Understanding the Mapping of Encode Data Through An Implementation of Quantum Topological Analysis

TL;DR

This paper explores how different quantum data encoding methods affect the topology of data in Hilbert space, using a hybrid quantum topological analysis to visualize and compare these effects.

Contribution

It introduces a hybrid quantum topological analysis method to visualize data encoding differences in Hilbert space, highlighting the importance of encoding choice in quantum machine learning.

Findings

Topological differences are revealed among encoding methods and original data.

Encoding methods significantly influence downstream tasks like clustering and classification.

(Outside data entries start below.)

PR #36298, opened 2024-10-30
[Matter.framework] Invalidate the CASE session if something calls Tri…

vivien-apple:
…ggerResubscriptionWithReason and it has not been established yet

#### Problem

When setting up the initial subscription and it appears to be stuck, let’s cancel the session establishment. This will cause the session to fail, and the error will be caught by the following GitHub repository: https://github.com/project-chip/connectedhomeip/blob/7df767603817b737bd2d173d30da9751492bca39/src/darwin/Framework/CHIP/MTRDevice_Concrete.mm#L2456

### DIFF
--- a/src/app/CASESessionManager.cpp
+++ b/src/app/CASESessionManager.cpp
@@ -188,6 +188,12 @@ Optional<SessionHandle> CASESessionManager::FindExistingSession(const ScopedNode
         peerId, MakeOptional(Transport::SecureSession::Type::kCASE), transportPayloadCapability);
 }
 
+void CASESessionManager::ReleaseSession(const ScopedNodeId & peerId)
+{
+    auto * session = mConfig.sessionSetupPool->FindSessionSetup(peerId, false);
+    ReleaseSession(session);
+}
+
 void CASESessionManager::ReleaseSession(OperationalSessionSetup * session)
 {
     if (session != nullptr)
--- a/src/app/CASESessionManager.h
+++ b/src/app/CASESessionManager.h
@@ -142,6 +142,7 @@ public:
 #endif // CHIP_DEVICE_CONFIG_ENABLE_AUTOMATIC_CASE_RETRIES
                                 TransportPayloadCapability transportPayloadCapability = TransportPayloadCapability::kMRPPayload);
 
+    void ReleaseSession(const ScopedNodeId & peerId);
     void ReleaseSessionsForFabric(FabricIndex fabricIndex);
 
     void ReleaseAllSessions();
--- a/src/darwin/Framework/CHIP/MTRDeviceController_Concrete.mm
+++ b/src/darwin/Framework/CHIP/MTRDeviceController_Concrete.mm
@@ -1619,6 +1619,17 @@ static inline void emitMetricForSetupPayload(MTRSetupPayload * payload)
     [self syncRunOnWorkQueue:block error:nil];
 }
 
+- (void)invalidateCASESessionEstablishmentForNode:(NSNumber *)nodeID;
+{
+    auto block = ^{
+        auto caseSessionMgr = self->_cppCommissioner->CASESessionMgr();
+        VerifyOrDie(caseSessionMgr != nullptr);
+        caseSessionMgr->ReleaseSession(self->_cppCommissioner->GetPeerScopedId(nodeID.unsignedLongLongValue));
+    };
+
+    [self syncRunOnWorkQueue:block error:nil];
+}
+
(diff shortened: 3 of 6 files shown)


woody-apple (approved):

src/app/CASESessionManager.cpp
```diff
@@ -188,6 +188,12 @@ Optional<SessionHandle> CASESessionManager::FindExistingSession(const ScopedNode
         peerId, MakeOptional(Transport::SecureSession::Type::kCASE), transportPayloadCapability);
 }
 
+void CASESessionManager::ReleaseSession(const ScopedNodeId & peerId)
+{
+    auto * session = mConfig.sessionSetupPool->FindSessionSetup(peerId, false);
+    ReleaseSession(session);
```
bzbarsky-apple, line 194: Doesn't this need to check whether session is null?

src/app/CASESessionManager.h
```diff
@@ -142,6 +142,7 @@ class CASESessionManager : public OperationalSessionReleaseDelegate, public Sess
 #endif // CHIP_DEVICE_CONFIG_ENABLE_AUTOMATIC_CASE_RETRIES
                                 TransportPayloadCapability transportPayloadCapability = TransportPayloadCapability::kMRPPayload);
 
+    void ReleaseSession(const ScopedNodeId & peerId);
```
bzbarsky-apple, line 145: Please document.

src/darwin/Framework/CHIP/MTRDeviceController_Concrete.mm
```diff
@@ -1619,6 +1619,17 @@ - (void)invalidateCASESessionForNode:(NSNumber *)nodeID;
...
 
+- (void)invalidateCASESessionEstablishmentForNode:(NSNumber *)nodeID;
+{
+    auto block = ^{
+        auto caseSessionMgr = self->_cppCommissioner->CASESessionMgr();
+        VerifyOrDie(caseSessionMgr != nullptr);
+        caseSessionMgr->ReleaseSession(self->_cppCommissioner->GetPeerScopedId(nodeID.unsignedLongLongValue));
+    };
+
+    [self syncRunOnWorkQueue:block error:nil];
```
bzbarsky-apple, line 1630: Why do we need a sync dispatch here?

src/darwin/Framework/CHIP/MTRDevice_Concrete.mm
```diff
@@ -898,6 +898,12 @@ - (void)_triggerResubscribeWithReason:(NSString *)reason nodeLikelyReachable:(BO
             subscriptionCallback->ResetResubscriptionBackoff();
         }
         readClientToResubscribe->TriggerResubscribeIfScheduled(reason.UTF8String);
+    } else if (_internalDeviceState == MTRInternalDeviceStateSubscribing && nodeLikelyReachable) {
+        // If we have reason to suspect that the node is now reachable and we haven’t established a
+        // CASE session yet, let’s consider it to be stalled and invalidate the pairing session.
+        dispatch_async(self.queue, ^{
+            [[self _concreteController] invalidateCASESessionEstablishmentForNode:self->_nodeID];
```
bzbarsky-apple, line 905: We shouldn't add new controller API here, I would think.  Just `asyncGetCommissionerOnMatterQueue` and go from there.

That said, do we have any indication that we are not just going to get a slew of _triggerResubscribeWithReason from DNS-SD stuff while nothing has really changed?  I'm really worried about us getting into a state where we just keep canceling things and never manage to subscribe.  It does help that we only do this when we have no CASE session yet, at least....

src/app/CASESessionManager.cpp
vivien-apple: ReleaseSession is doing a null check already. It is 2 lines under this method and this is why I have not added one here

bzbarsky-apple: Ah, OK.

src/darwin/Framework/CHIP/MTRDevice_Concrete.mm
vivien-apple: https://github.com/project-chip/connectedhomeip/pull/36315

src/darwin/Framework/CHIP/MTRDeviceController_Concrete.mm
vivien-apple: https://github.com/project-chip/connectedhomeip/pull/36315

A simple hybrid algorithm effectively computes Betti numbers within a NISQ framework.

Abstract

A potential advantage of quantum machine learning stems from the ability of encoding classical data into high dimensional complex Hilbert space using quantum circuits. Recent studies exhibit that not all encoding methods are the same when representing classical data since certain parameterized circuit structures are more expressive than the others. In this study, we show the difference in encoding techniques can be visualized by investigating the topology of the data embedded in complex Hilbert space. The technique for visualization is a hybrid quantum based topological analysis which uses simple diagonalization of the boundary operators to compute the persistent Betti numbers and the persistent homology graph. To augment the computation of Betti numbers within a NISQ framework, we suggest a simple hybrid algorithm. Through a illuminating example of a synthetic data set and the methods of angle encoding, amplitude encoding, and IQP encoding, we reveal topological differences with the encoding methods, as well as the original data. Consequently, our results suggest the encoding method needs to be considered carefully within different quantum machine learning models since it can strongly affect downstream analysis like clustering or classification.